While digital disruption gets the lion’s share of credit for digital transformation in publications such as ITBusiness.ca, a new study by IBM Corp. indicates that executives are more likely to be wary of competitors within their own industry.

According to the latest Global C-suite Study by the IBM Institute for Business Value (IBV), which solicited input from more than 1,800 executives around the world, 68 per cent of executives expect future competition to come from within their own industry, compared to only 29 percent of executives fearing the same in 2015.

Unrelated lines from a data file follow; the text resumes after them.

PR #1289, opened 2017-09-11
KT-18765 Move incremental compilation message from Gradle's warning to info logging level

gildor:
https://youtrack.jetbrains.com/issue/KT-18765


h0tk3y:
Thanks for your contribution!

PR #1252, opened 2017-08-19
Surround with try/catch(/finally) and if/else for expressions

cypressious:
https://youtrack.jetbrains.com/issue/KT-14175
https://youtrack.jetbrains.com/issue/KT-19782

PR #1290, opened 2017-09-11
Implement "Surround with try/catch(/finally)" and "Surround with if/else" for expressions

cypressious:
https://youtrack.jetbrains.com/issue/KT-14175
https://youtrack.jetbrains.com/issue/KT-19782

Continued from #1252


goodwinnk:
I will merge the changes after a remote run, thank you!

I also did some follow-up refactorings, please, take a look at https://github.com/JetBrains/kotlin/compare/rri/nk

PR #1584, opened 2018-03-24
KT-23133 "Remove redundant calls of the conversion method" wrongly shown for Boolan to Int conversion

t-kameyama:
https://youtrack.jetbrains.com/issue/KT-23133


mglukhikh:
Merged, thank you

PR #1585, opened 2018-03-24
KT-23346 Lift Assignment quick fix incorrectly processes block assignments

t-kameyama:
https://youtrack.jetbrains.com/issue/KT-23346


mglukhikh:
Looks well

mglukhikh:
Merged, thank you. NB: it's much better to separate reformat from valuable actions (do them in different commits).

“Two years ago, digital disruption was dominating the minds of CxOs all over the world,” IBM wrote in an April 19 press release. “Many business leaders professed their fear of the ‘Uber syndrome,’ when a competitor with a completely different business model enters an unlikely industry and flattens the competition. Today, there’s been a shift.”

Today, rather than prioritizing the development of new markets over growing existing ones, executive decisions are more likely to be driven by the threat industry convergence. As a result, many are investing in new digital capabilities to drive organic growth in traditional markets.

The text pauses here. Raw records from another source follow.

PR #1587, opened 2018-03-25
KT-5206 Support code folding for standard library collection factory functions.

aerovulpe:
https://youtrack.jetbrains.com/issue/KT-5206

### DIFF
--- a/idea/src/org/jetbrains/kotlin/idea/KotlinFoldingBuilder.kt
+++ b/idea/src/org/jetbrains/kotlin/idea/KotlinFoldingBuilder.kt
@@ -22,21 +22,70 @@ import com.intellij.lang.folding.CustomFoldingBuilder
 import com.intellij.lang.folding.FoldingDescriptor
 import com.intellij.openapi.editor.Document
 import com.intellij.openapi.project.DumbAware
+import com.intellij.openapi.project.DumbService
 import com.intellij.openapi.util.TextRange
 import com.intellij.openapi.util.text.StringUtil
 import com.intellij.psi.PsiElement
 import com.intellij.psi.PsiWhiteSpace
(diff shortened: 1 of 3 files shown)


goodwinnk:
Thank you for the first contribution to Kotlin project! 
I have accepted your commit manually: https://github.com/JetBrains/kotlin/commit/3a83983bfcc2f96acf1867c5ff3ebb06c83d82a9

I'm sorry for the long review process. I'd decided that it's unfair to ask for additional changes after almost a month from the pull request so I did review commit myself: https://github.com/JetBrains/kotlin/commit/b6699d7522fc6844a57ab2b6fd5950de1a0ed6d5.

Your commit was great and fixed the issue, but  there're still several important things that are worth mentioning for future pull-requests:
 - `analyze()` call can be very time-consuming, and should be performed when all other light-weight checks (psi, context) are done.
 - We're trying to avoid direct dealing with `BindingContext`. Usages of `KtReference.resolveToDescriptors()`, `KtReference.resolve()` or methods from `resolutionApi.kt` are preferable.
 - It's better to have tests for different non-trivial cases that you've faced during writing the code.

I have also changed logic of the fix a bit. An ideal solution would be to enable folding arguments for all single-parameter vararg calls. But I've decided to leave only predefined set of names for now, to get a quick check and avoid analyze in folding feature for most calls. We will see if there are requests for other functions.

Again, thank you for the contribution!

aerovulpe:
Thanks Nikolay! I've taken a look at your commit - a lot to learn from there. 

Yeah, the single-parameter vararg approach seems ideal and I had considered it; but wasn't sure what performance cost it might have had. I'll also keep an eye out on YouTrack for further requests.

I'm happy to contribute. Thank you for all the hard work you and your team puts into making Kotlin such an awesome language!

In the April 19 release, IBV C-suite program manager Stephen Marshall said the results illustrated the increasingly fluid nature of today’s business landscape, and the need for executives to remain “well informed, well prepared and extremely agile.”

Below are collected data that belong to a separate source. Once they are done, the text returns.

PR #1590, opened 2018-03-27
KT-23435 False redundant companion reference inspection

t-kameyama:
https://youtrack.jetbrains.com/issue/KT-23435


mglukhikh:
Merged, thank you

PR #1592, opened 2018-03-31
More correct NOTHING_TO_INLINE description

Miha-x64:
Strictly speaking, they are not 'lambda parameters', they are 'functional parameters' or 'parameters of functional types'.
Sorry for my pedantry.


udalov:
Thanks, but I'm afraid this makes the message unnecessarily long. Maybe we should drop the "i.e. <...>" part?

Miha-x64:
Ideas:
* First part. 'expected' and 'can be' are both not very strong, we may omit one:
  * Expected performance impact of inlining ''{0}'' is insignificant.
  * Expecting insignificant performance impact of inlining ''{0}''.
  * Performance impact of inlining ''{0}'' can be insignificant.
* Second part.
    * Inlining works best for higher-order functions. — minimalistic
    * Inlining works best for functions with functional parameters. (like () -> Unit). — exemplified
    * Inlining works best for functions which accept/take/consume functions. — humanistic, not technical, not sure in terminology

PR #1596, opened 2018-04-03
Fix two exceptions in "Convert concatenation to template"

t-kameyama:
https://youtrack.jetbrains.com/issue/KT-23045#comment=27-2793220
https://youtrack.jetbrains.com/issue/KT-23046#comment=27-2793217


Montesdodgers13:
Good work

mglukhikh:
I'm afraid I already fixed it different way (not yet in master). I will think once more which way is better and push the chosen fix into master, and may be 1.2.40 too.

mglukhikh:
Own fix used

“Unlike two years ago, CxOs are moving away from urgent reactions toward more methodical, considered approaches,” Marshall said. “They are carefully defining their go-to-market strategies while reassessing with whom they go to market.”

Executives also expect more innovation to come from within their own businesses in the near future, IBM noted, with 44 per cent of executives now counting on internal sources to drive innovation, compared to just 24 percent in 2015.